Parenting is an arduous journey since the sparkling moment of conception. Parents often ride an emotional roller coaster when they learn about uncertainties of any congenital diseases or abnormalities such as Down syndrome, developmental delay, organ malformation or skeletal abnormalities. Fortunately, prenatal genetic and genomic (G/G) tests providing insightful information on the health and condition of the foetus are available to help make pregnancy journey less stressful.
In early 2019, Hospital Authority set up a Steering Group on Genetic and Genomic Services to spearhead the overall development of G/G services in HA. Moreover, HA Strategic Service Framework for Genetic and Genomic Services will be released soon to map out the development of G/G services, including prenatal diagnosis, for the next five to ten years.
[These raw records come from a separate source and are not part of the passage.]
PR #915, opened 2026-02-27
fix(orchestrator): detect complete responses without terminal events for Codex + NanoGPT

djdembeck:
## Summary

Fixes an issue where **Codex models (e.g., openai/gpt-5.2-codex) on NanoGPT channels get stuck in "processing" status** even though responses complete successfully.

## Root Cause

Codex models force `Stream=true` but aggregate responses internally, returning complete JSON **without terminal stream events** (like `[DONE]` or `response.completed`). The `InboundPersistentStream` only marked completion when terminal events were detected, so `UpdateRequestCompleted()` was never called.

### `internal/server/orchestrator/inbound.go`
- Added detection logic in `Close()` method (lines 135-146) to handle complete responses without terminal events
- Sets `StreamCompleted=true` when valid aggregated response is detected
- Ensures `UpdateRequestCompleted()` is called for Codex + NanoGPT

### `internal/server/orchestrator/inbound_test.go` (new file)
- Added test for complete response without terminal event
- Added test for terminal event handling (existing behavior)
- Added test for aggregation error path

## Test Results

```
✅ TestInboundPersistentStream_Close_WithCompleteResponse - PASS
✅ TestInboundPersistentStream_Close_WithTerminalEvent - PASS
✅ TestInboundPersistentStream_Close_WithAggregationError - PASS
✅ All existing orchestrator tests - PASS
```

## Docker Image

```bash
docker pull registry.kipp.nz/d2dyno/axonhub:60e3d
```

## Checklist

- [x] Code follows project conventions
- [x] Tests added and passing
- [x] Code reviewed (self-review + tool review)
- [x] Docker image built and pushed
- [x] No breaking changes

Fixes: Codex models stuck in processing on NanoGPT channel

### DIFF
--- a/internal/server/orchestrator/inbound.go
+++ b/internal/server/orchestrator/inbound.go
@@ -140,7 +140,8 @@ func (ts *InboundPersistentStream) Close() error {
 		if err == nil && meta.ID != "" && len(responseBody) > 0 {
 			log.Debug(ctx, "Stream has valid complete response without terminal event, treating as completed")
 			ts.state.StreamCompleted = true
-			ts.persistResponseChunks(ctx)
+			// Use _persistResponse directly to avoid re-aggregating chunks
+			ts._persistResponse(context.WithoutCancel(ctx), responseBody, meta)
 			return ts.stream.Close()
 		}
 	}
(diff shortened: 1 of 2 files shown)


looplj:
Does it work if we can generate a done event for the  NanoGPT channel ?

djdembeck:
@looplj Yes, it works! I tested the NanoGPT channel and all models are generating done events correctly:

- `glm-4.6`: ✅ 1 done event
- `gpt-5.1-codex-mini`: ✅ 1 done event  
- `gpt-5.1-codex-max`: ✅ 1 done event
- `gpt-5.2-codex`: ✅ 1 done event

The original issue was specifically noticed with Codex models getting stuck in "processing" status. The NanoGPT transformer is already handling done events properly for regular chat completions, so this PR adds a safeguard in the orchestrator for edge cases (possibly related to the responses endpoint or certain aggregation scenarios with Codex models).

Let me know if you'd like me to test anything else! 🙏

internal/server/orchestrator/inbound.go
looplj: This line(152) will persistResponseChunks if no error happened, it does not affected by the  StreamCompleted flag.

It should work as expected before add the new  block (line 137-147).

looplj:
The code looks good.

I'am trying to figure out the rood cause.

I added a comment, please help to confirm if I missed something. In in opinion, the code before can handle the case correctly.

djdembeck:
I spent some time trying to reproduce this and found exactly why it was failing, and why my fix handles it!

You are completely right that the normal flow (line 152) handles completion, and the error flow (line 116) correctly marks client disconnects as 'canceled'. 

However, the root cause with Codex models was: **The upstream NanoGPT connection was hanging or dropping abruptly after sending the full JSON, but without sending the `[DONE]` event.**

When this happens:
1. AxonHub receives the full response but hangs waiting for more chunks.
2. The client eventually times out or disconnects (`ctxErr != nil`).
3. `Close()` is finally called. Because `StreamCompleted` is false and `ctxErr` is present, it hits the error block.
4. It marks the request as `canceled` and returns early, entirely skipping line 152!

My PR fixes this by acting as a **global circuit-breaker**. Because `InboundPersistentStream` wraps all channels, it says: "Even if the connection dropped and we didn't get a `[DONE]` event, let's check if the chunks we _did_ receive form a valid, complete response. If they do, save it!"

This isn't just a NanoGPT fix—it protects AxonHub against *any* upstream provider (OpenAI, Anthropic, proxies) that drops a connection after sending valid data but before sending the terminal event.

I just pushed a refactor that cleans up the logic: it now aggregates exactly once (avoiding any double-aggregation penalty) and runs *before* the error check so it correctly catches these client disconnect races. Let me know what you think!

looplj (approved):

looplj:
Thanks for the clarity, the root cause is clear for me .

Dr Leung Wing-cheong, Chairman of Central Committee on Genetic Services, explains the relationship between genome, chromosome, gene and Deoxyribonucleic acid (DNA) with an analogy. Imagine human genome is a book series with each book equivalent to a chromosome. Chapters are made up of words, as genes are made up of DNA.
Genes are basic physical and functional unit of heredity, having great impact on the growth and development of foetus. It is estimated that every human being has about 30,000 genes distributed over 23 pairs of chromosomes. Each gene has a different function, and controls different kinds of biological activities including foetal growth, metabolism, personality, cognition, proliferation, etc.